DATA TO EXAMINE
__________________________________________________
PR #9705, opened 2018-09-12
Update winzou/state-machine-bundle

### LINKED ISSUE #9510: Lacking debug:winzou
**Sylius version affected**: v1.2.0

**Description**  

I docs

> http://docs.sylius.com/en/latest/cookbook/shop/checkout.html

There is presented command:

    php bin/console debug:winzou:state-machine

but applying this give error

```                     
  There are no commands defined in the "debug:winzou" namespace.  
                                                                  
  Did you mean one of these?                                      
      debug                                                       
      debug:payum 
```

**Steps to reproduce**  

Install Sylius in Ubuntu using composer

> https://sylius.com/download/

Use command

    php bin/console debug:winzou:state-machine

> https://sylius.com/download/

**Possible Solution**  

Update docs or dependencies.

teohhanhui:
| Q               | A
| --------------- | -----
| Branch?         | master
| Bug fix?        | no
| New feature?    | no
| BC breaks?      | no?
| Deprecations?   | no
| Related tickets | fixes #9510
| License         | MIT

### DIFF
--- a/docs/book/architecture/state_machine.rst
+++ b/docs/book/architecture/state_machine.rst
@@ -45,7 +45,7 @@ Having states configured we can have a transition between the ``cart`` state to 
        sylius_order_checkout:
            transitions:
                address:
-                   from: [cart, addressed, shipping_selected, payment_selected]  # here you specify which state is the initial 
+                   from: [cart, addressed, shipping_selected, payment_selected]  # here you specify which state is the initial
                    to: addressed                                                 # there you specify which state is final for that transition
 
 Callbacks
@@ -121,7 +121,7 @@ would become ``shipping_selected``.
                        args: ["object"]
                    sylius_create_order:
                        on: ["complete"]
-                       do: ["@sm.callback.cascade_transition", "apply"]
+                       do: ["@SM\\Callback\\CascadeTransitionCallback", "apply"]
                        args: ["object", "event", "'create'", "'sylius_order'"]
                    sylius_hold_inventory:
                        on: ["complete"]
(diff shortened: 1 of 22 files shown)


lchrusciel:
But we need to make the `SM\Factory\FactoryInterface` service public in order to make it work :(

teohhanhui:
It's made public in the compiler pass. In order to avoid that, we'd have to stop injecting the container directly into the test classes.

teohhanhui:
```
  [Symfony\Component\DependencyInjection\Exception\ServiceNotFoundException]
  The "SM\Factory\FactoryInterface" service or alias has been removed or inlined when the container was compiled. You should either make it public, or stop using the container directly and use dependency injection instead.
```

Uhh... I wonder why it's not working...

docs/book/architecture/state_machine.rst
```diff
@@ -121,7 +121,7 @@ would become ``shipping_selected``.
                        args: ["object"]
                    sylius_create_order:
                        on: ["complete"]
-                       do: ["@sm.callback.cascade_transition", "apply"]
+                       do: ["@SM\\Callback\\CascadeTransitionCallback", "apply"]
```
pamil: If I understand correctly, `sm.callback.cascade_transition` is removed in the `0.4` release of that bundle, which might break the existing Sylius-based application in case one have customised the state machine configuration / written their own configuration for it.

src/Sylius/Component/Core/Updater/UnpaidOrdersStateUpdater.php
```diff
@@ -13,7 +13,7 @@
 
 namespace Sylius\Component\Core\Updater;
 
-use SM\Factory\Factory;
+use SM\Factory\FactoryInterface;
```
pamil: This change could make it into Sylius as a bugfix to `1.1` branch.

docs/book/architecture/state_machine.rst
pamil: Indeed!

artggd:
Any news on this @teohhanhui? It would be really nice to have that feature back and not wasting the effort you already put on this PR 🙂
__________________________________________________
BRIEF
Search the listing above for the word "debug", and copy every line that has it.

ANSWER SECTION
### LINKED ISSUE #9510: Lacking debug:winzou
    php bin/console debug:winzou:state-machine
  There are no commands defined in the "debug:winzou" namespace.  
      debug                                                       
      debug:payum 
    php bin/console debug:winzou:state-machine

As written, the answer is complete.